Work to be completed:
Below are lines of data, and only some are wanted. Please repeat exactly those from the line that has "(diff shortened: 1 of 3 files shown)" through the line that has "a single value".

Recorded data
┄┄┄┄┄┄┄┄┄┄
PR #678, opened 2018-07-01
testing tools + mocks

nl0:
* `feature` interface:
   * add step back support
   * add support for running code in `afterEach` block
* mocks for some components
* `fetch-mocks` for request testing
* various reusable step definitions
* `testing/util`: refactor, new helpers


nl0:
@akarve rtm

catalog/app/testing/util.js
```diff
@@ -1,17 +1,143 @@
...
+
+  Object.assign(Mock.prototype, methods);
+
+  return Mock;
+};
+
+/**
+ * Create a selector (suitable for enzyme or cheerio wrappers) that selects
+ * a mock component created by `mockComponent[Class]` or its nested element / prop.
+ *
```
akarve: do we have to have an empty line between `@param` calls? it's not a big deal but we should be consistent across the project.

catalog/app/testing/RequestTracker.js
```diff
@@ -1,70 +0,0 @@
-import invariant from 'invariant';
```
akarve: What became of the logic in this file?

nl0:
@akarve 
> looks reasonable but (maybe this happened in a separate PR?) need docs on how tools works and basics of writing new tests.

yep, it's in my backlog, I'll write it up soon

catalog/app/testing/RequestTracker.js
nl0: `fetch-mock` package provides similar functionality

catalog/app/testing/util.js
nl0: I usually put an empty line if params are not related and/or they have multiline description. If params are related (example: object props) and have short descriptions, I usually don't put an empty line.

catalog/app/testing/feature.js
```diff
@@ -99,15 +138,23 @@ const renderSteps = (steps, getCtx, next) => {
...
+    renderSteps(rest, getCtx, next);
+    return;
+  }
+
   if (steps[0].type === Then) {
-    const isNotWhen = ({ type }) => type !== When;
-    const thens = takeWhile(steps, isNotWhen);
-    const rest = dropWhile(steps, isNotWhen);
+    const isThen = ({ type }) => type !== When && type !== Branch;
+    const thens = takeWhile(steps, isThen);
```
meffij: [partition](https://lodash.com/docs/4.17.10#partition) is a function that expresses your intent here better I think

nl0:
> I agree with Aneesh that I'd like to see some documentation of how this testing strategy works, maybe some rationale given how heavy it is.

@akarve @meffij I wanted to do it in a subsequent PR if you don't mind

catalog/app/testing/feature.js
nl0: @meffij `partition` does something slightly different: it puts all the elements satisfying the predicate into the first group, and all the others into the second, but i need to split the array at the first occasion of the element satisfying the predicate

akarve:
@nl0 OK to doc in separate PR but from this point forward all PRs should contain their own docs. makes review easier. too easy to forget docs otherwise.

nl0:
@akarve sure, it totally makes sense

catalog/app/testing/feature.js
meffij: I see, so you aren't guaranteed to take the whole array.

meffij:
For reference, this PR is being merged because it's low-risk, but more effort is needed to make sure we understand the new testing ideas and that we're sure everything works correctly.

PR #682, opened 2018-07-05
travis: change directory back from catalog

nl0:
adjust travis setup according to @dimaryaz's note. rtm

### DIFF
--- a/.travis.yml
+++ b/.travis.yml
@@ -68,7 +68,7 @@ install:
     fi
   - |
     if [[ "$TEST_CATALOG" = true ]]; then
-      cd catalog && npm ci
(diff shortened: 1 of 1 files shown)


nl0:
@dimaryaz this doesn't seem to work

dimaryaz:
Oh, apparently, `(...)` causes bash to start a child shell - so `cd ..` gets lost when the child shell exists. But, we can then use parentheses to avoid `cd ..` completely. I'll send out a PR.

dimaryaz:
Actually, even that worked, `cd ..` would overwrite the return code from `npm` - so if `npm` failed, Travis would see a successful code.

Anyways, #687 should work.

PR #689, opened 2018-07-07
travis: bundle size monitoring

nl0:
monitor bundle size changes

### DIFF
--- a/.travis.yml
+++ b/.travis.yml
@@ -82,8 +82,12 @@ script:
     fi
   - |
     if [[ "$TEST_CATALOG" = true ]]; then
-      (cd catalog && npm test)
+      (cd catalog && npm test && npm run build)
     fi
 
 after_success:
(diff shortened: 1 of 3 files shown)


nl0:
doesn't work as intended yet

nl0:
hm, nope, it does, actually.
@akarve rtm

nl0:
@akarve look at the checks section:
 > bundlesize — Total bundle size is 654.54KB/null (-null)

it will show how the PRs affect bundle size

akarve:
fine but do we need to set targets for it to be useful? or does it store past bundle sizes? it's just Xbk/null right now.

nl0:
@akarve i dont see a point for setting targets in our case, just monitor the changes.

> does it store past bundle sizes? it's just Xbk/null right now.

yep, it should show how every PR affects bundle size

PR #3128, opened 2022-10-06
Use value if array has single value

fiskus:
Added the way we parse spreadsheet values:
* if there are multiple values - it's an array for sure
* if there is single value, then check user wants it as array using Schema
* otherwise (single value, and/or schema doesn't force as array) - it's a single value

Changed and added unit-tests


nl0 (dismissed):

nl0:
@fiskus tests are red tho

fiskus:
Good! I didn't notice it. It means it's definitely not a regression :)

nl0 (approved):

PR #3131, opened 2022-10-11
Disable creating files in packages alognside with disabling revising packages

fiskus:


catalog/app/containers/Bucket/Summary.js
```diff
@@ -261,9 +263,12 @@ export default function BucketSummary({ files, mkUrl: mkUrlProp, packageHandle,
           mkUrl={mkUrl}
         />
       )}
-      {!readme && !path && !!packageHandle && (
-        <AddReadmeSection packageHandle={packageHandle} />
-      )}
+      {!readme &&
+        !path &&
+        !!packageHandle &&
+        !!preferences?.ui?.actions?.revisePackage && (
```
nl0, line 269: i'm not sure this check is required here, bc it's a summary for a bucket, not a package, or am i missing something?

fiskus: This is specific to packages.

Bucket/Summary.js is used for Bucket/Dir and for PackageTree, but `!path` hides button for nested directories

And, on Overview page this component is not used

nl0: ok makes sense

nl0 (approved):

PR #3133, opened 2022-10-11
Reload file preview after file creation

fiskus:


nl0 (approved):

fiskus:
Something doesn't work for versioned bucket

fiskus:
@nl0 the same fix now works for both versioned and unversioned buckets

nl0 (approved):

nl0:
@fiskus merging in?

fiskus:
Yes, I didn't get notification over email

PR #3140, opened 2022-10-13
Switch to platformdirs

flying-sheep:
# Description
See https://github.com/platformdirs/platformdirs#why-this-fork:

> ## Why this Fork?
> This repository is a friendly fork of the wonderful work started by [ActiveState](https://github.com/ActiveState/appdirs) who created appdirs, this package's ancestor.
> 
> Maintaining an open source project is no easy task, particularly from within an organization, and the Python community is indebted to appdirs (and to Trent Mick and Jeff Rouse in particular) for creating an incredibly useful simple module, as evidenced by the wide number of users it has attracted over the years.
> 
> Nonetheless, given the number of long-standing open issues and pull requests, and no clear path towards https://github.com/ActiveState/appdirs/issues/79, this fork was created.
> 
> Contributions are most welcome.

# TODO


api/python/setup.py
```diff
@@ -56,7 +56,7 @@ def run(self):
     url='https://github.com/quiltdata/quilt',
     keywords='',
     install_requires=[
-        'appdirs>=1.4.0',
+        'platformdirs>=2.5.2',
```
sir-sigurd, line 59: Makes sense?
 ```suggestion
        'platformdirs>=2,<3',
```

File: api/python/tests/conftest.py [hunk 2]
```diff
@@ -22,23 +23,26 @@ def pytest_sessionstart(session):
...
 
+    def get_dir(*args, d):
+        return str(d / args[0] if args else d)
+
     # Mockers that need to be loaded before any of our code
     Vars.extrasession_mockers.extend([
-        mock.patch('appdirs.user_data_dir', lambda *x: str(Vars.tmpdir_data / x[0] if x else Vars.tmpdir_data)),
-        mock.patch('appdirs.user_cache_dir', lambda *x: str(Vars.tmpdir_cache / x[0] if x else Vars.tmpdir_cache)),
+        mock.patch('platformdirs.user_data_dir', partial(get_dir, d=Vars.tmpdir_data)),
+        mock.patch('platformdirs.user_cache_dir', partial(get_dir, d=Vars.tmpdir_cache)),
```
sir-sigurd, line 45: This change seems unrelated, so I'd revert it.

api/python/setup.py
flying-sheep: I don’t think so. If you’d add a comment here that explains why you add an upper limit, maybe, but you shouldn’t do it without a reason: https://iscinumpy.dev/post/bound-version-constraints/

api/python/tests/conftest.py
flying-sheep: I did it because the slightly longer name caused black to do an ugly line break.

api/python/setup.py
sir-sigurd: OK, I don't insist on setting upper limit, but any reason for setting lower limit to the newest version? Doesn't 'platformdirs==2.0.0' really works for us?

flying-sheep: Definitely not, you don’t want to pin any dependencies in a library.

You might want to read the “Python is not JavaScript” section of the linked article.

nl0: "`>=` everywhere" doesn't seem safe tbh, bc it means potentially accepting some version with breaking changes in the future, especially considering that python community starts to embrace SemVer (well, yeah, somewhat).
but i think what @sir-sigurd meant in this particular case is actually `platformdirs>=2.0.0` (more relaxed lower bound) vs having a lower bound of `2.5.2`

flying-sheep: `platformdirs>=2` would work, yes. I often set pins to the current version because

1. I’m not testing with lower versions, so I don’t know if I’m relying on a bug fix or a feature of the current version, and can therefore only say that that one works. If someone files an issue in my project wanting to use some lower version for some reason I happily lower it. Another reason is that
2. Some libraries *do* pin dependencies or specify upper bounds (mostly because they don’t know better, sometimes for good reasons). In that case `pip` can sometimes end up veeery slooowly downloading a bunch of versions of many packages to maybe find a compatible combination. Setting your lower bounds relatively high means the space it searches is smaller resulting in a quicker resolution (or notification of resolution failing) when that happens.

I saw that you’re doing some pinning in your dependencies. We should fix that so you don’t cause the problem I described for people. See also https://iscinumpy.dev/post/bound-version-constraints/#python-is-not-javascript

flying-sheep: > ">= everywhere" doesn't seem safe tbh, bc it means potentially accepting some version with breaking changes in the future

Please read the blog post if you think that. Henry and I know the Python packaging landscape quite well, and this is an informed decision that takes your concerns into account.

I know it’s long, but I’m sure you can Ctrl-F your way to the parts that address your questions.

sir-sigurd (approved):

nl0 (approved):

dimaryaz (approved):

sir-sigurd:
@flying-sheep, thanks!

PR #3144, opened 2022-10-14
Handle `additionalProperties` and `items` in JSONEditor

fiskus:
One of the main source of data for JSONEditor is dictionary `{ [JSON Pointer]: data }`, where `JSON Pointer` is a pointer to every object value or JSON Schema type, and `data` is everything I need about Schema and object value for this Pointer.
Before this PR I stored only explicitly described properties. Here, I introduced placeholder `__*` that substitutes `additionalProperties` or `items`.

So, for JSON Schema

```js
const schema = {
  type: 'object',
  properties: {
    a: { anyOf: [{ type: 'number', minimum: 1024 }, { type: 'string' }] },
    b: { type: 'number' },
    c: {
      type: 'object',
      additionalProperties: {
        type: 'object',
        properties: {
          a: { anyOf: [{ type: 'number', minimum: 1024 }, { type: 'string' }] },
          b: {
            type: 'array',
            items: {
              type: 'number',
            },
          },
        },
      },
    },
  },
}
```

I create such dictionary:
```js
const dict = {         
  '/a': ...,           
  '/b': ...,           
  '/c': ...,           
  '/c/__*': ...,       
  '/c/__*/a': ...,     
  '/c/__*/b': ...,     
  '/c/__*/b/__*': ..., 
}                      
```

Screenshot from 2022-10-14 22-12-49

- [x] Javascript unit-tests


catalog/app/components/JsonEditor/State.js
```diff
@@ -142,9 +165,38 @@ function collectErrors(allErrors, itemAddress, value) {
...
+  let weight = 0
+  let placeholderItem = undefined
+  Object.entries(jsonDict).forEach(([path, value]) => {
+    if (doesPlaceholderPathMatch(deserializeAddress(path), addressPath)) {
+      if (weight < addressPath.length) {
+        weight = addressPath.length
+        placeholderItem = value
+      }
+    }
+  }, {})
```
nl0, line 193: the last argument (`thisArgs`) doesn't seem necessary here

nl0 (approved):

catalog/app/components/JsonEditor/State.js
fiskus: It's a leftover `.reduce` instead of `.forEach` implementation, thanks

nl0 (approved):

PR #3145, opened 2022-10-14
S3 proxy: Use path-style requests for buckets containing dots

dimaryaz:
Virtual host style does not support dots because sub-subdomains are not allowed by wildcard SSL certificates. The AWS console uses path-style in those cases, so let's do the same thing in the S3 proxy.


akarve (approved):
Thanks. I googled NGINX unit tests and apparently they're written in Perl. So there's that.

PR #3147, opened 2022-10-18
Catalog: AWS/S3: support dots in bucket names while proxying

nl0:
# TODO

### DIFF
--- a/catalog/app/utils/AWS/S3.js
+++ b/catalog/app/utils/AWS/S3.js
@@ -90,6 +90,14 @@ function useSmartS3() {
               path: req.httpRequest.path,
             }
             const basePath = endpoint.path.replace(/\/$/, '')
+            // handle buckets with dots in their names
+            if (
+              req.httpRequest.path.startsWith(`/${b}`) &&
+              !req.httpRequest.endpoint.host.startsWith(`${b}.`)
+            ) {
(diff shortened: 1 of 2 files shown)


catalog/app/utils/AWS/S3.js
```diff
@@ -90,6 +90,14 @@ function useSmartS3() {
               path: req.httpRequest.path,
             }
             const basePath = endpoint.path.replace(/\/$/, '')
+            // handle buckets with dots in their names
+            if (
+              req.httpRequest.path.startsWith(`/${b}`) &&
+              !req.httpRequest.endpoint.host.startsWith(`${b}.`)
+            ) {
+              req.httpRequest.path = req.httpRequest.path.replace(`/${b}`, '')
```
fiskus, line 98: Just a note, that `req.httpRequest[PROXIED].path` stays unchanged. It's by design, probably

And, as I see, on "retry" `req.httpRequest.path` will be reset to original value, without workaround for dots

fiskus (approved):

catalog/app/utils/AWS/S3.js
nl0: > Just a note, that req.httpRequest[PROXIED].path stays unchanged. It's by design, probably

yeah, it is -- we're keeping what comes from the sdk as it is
┄┄┄┄┄┄┄┄┄┄
Answer to this exercise:
(diff shortened: 1 of 3 files shown)


nl0:
doesn't work as intended yet

nl0:
hm, nope, it does, actually.
@akarve rtm

nl0:
@akarve look at the checks section:
 > bundlesize — Total bundle size is 654.54KB/null (-null)

it will show how the PRs affect bundle size

akarve:
fine but do we need to set targets for it to be useful? or does it store past bundle sizes? it's just Xbk/null right now.

nl0:
@akarve i dont see a point for setting targets in our case, just monitor the changes.

> does it store past bundle sizes? it's just Xbk/null right now.

yep, it should show how every PR affects bundle size

PR #3128, opened 2022-10-06
Use value if array has single value

fiskus:
Added the way we parse spreadsheet values:
* if there are multiple values - it's an array for sure
* if there is single value, then check user wants it as array using Schema
* otherwise (single value, and/or schema doesn't force as array) - it's a single value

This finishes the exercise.